# 650D (T4i) or 600D (T3i)



## lolage (Jun 8, 2012)

Hi, bit of an awkward decision to make..! I want this for 75% video, 25% photo. I can basically get the 600D body in the UK for £459 due to buying a KISS version in the UK. 

Will the 650D really be much of an upgrade to justify spending £700 on the body in comparison? I like the fact it has autofocus but its not really a big play advantage really. I'm more interested in the better quality for video and potentially fixing moire and just generally having a newer camera.
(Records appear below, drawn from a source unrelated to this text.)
PR #1244, opened 2026-06-22
fix(catalog/sql): migrate legacy V0 iceberg_tables schema and tolerate null iceberg_type

### LINKED ISSUE #1188: fix(catalog): catalog/sql cannot read iceberg tables previously created by jdbc catalog at default schema-version (V0)
### Apache Iceberg version

main (development)

### Please describe the bug 🐞

Iceberg-Go's SQL catalog assumes that iceberg table always has the `V1` schema column `iceberg_type` (cf. `JdbcUtil.RECORD_TYPE`).

When the same postgres database has already been initialised by jdbc catalog at its default schema-version (V0), the `iceberg_type` column does not exist. Every read query bun emits via the `sqlIcebergTable` model fails immediately.
 
**Proposed Solution**

On catalog init, run `ALTER TABLE iceberg_tables ADD COLUMN iceberg_type VARCHAR(5)` if the column is missing, and change every iceberg-go SQL query that filters on iceberg_type to accept the legacy NULL form.

**Contribution**

I’d be happy to work on this issue. Please feel free to assign this issue to me and I can prepare a PR implementing it.

badalprasadsingh:
## Description

Resolves the case where the same database has already been initialised by the JDBC catalog at its default V0 schema-version, which omits the `iceberg_type` column added in V1. Iceberg-Go currently assumes V1 unconditionally, so every query fails immediately with `no such column: iceberg_type`.

Fixes: #1188 

## Solution
- **migrateVOSchema** step after `CreateSQLTables` If `iceberg_type` is missing, it issues `ALTER TABLE iceberg_tables ADD COLUMN iceberg_type VARCHAR(5)` (nullable, so legacy rows keep `NULL`), along with `icebergTypeColumnExists` check
- Every table-scoped query that filtered on `iceberg_type = 'TABLE'` now uses `(iceberg_type = ? OR iceberg_type IS NULL)` so legacy rows continue to load, list, commit, drop, and rename. View queries are deliberately untouched.

## Testing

What would you guys do? Also with the 600D I know for sure I'll get the 3x digital zoom.

Cheers, Ben.


----------



## JasonATL (Jun 11, 2012)

Ben,

I'll assume that auto focus during video isn't that big of a deal to you. If it is, then read no further and just buy the 650D, since the 600D doesn't have it.

I have a 600D/T3i. As you mention, the 3x zoom is a great feature of the 600D and I still have not found out whether the 650D has it. If the 650D suffers from the same moire/aliasing issues as the 550D and 600D and doesn't have the 3x-10x zoom, then the 600D is a clear winner to me, since the 3x function also serves to eliminate moire on the 600D, without a loss in resolution.

If the 650D has less moire issues than the 600D and better ISO performance, then I'd opt for the 650D. However, I suspect that the 650D does not significantly improve on moire/aliasing or ISO performance, or else this probably would have been trumpeted by Canon. If you can wait, then wait for some people to do hands-on tests of the video with it.

Finally, a very large advantage of the 600D over the 650D right now is the ability to install Magic Lantern's firmware upgrade that gives a lot of very nice video features.


----------



## tomfu (Jun 11, 2012)

Rebel t4i has improved movie recording including Continuous AF with subject tracking, other new features see rebel t3i vs t4i, I think it is more suit for you than the old t3i.


----------



## JasonATL (Jun 16, 2012)

Now that it is confirmed that the 650D/T4i cannot do 3x-10x zoom and that it suffers from as much moire/aliasing as the T2i and T3i, I see no reason for anyone interested in video to buy the T4i UNLESS the autofocus is a key feature for them. Plus, Magic Lantern already works on the T3i.

If my I needed to replace my T3i or T2i, I would get another T3i.

I hope that the 7D or 60D replacements improve on the moire/aliasing. Until then, the T3i is the camera to beat, in my opinion.


----------



## lolage (Jun 18, 2012)

Yeah I think I'm going to go for the 600D. 

Pros for 600D for me:
- cheaper to buy other accessories/put towards other lenses
- magic lantern
- 3x zoom
- no need to buy new STM lenses

Pros for 650D:
- autofocus


----------



## paul13walnut5 (Jun 19, 2012)

An impossible question to answer, as the 650D's haven't had any comprehensive reviews as yet, and particularly as even the big reviewers don't tend to dwell on video so much.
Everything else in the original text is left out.